= Task data =
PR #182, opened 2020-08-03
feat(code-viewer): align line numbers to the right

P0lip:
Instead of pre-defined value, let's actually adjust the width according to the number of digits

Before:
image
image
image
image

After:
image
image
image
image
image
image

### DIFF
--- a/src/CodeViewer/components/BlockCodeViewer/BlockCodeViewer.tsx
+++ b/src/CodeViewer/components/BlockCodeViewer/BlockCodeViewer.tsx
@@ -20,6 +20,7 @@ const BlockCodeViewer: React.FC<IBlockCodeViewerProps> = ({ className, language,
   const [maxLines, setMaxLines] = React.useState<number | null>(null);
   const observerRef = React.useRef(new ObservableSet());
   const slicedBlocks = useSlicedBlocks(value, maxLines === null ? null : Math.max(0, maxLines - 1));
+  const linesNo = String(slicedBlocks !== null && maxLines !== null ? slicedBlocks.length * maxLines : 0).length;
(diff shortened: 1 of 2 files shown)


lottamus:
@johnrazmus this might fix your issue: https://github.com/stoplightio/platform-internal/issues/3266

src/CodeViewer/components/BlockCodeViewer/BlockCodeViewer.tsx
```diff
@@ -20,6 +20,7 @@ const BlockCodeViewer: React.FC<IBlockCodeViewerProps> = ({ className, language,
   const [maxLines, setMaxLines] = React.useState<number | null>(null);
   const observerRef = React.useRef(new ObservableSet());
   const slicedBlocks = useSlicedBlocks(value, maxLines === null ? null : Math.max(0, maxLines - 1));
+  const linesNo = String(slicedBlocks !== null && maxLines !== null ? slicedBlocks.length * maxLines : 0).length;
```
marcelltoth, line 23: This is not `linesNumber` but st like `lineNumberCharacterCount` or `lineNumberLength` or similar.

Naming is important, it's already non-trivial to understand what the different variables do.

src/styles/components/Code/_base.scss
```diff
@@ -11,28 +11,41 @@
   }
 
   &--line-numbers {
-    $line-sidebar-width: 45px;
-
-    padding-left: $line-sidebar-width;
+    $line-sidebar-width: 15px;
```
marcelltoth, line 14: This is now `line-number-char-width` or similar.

* * *

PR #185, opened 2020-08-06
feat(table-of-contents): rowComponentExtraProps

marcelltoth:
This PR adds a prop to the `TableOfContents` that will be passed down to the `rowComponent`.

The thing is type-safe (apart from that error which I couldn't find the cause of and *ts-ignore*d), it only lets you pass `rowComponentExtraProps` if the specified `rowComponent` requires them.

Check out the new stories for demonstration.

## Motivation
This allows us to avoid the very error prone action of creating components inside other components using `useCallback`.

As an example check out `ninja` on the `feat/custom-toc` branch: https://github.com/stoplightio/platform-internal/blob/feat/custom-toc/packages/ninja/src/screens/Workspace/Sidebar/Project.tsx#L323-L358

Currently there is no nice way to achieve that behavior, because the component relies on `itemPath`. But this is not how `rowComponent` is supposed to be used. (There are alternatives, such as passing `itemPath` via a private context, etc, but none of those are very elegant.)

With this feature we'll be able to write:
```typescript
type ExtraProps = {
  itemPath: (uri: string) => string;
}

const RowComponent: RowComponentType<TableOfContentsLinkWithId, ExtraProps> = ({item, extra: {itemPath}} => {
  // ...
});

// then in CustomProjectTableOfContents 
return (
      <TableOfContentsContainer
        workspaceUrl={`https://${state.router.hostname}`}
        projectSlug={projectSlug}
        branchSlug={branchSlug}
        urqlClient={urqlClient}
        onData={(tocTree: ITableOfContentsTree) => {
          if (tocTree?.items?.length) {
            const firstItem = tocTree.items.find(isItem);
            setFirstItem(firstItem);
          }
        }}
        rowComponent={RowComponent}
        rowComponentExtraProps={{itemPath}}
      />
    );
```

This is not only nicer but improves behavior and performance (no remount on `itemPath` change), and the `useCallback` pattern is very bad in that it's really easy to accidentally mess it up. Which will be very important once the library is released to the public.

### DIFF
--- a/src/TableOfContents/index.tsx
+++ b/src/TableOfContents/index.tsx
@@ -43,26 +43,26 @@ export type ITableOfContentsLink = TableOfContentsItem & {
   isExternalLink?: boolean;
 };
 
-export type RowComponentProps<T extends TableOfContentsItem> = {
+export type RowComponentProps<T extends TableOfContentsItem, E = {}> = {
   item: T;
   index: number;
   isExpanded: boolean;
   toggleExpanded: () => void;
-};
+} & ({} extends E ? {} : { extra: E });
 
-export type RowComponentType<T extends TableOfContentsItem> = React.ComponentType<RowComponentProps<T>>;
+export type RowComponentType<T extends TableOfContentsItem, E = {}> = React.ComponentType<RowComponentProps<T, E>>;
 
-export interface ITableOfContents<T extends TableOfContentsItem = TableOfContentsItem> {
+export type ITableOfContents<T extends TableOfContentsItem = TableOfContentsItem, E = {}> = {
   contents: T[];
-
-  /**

= Your task =
Starting at the line that has "index: number;" in the records above, restate word for word every line until the one that has "RowComponentType<T extends TableOfContentsItem, E", and include that one as well.

= The answer =
   index: number;
   isExpanded: boolean;
   toggleExpanded: () => void;
-};
+} & ({} extends E ? {} : { extra: E });
 
-export type RowComponentType<T extends TableOfContentsItem> = React.ComponentType<RowComponentProps<T>>;
+export type RowComponentType<T extends TableOfContentsItem, E = {}> = React.ComponentType<RowComponentProps<T, E>>;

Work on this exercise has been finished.